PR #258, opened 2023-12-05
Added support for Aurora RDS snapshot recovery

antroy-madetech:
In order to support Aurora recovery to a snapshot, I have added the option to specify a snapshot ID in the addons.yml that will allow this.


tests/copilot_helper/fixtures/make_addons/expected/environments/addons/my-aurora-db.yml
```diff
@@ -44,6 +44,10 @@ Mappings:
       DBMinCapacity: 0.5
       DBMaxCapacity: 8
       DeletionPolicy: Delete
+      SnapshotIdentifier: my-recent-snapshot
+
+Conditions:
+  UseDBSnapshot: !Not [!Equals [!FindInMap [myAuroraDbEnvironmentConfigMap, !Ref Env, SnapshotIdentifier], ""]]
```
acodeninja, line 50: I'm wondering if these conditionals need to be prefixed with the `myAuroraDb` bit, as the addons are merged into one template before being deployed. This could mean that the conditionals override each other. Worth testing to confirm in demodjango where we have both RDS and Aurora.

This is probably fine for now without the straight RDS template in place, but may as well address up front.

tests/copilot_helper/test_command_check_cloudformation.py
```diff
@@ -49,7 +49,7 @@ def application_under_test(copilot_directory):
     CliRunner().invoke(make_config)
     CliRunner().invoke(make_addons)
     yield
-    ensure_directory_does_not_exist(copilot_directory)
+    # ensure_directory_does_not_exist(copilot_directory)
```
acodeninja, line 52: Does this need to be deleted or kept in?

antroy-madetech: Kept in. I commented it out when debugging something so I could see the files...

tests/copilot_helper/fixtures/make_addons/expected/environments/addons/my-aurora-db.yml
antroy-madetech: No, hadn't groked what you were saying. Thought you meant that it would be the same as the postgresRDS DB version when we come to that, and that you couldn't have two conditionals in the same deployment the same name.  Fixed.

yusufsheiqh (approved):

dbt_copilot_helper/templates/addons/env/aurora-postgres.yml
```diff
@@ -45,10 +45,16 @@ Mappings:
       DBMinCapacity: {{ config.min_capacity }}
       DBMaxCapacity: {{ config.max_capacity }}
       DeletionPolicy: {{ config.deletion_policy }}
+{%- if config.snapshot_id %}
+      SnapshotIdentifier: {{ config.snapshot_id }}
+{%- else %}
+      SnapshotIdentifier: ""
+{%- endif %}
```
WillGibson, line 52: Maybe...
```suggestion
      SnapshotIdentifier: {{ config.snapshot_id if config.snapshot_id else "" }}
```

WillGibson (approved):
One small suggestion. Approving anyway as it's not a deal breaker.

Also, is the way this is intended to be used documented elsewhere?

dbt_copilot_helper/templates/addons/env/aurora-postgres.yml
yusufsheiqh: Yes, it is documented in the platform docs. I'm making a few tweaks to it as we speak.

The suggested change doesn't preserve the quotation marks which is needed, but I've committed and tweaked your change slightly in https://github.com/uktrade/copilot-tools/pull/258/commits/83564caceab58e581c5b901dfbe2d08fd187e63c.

..............................

**ABOUT THIS TASK**
Count how many lines of the listing above include the word "antroy", then reply with that count and no other text.

**ANSWER FOR THIS EXERCISE**
3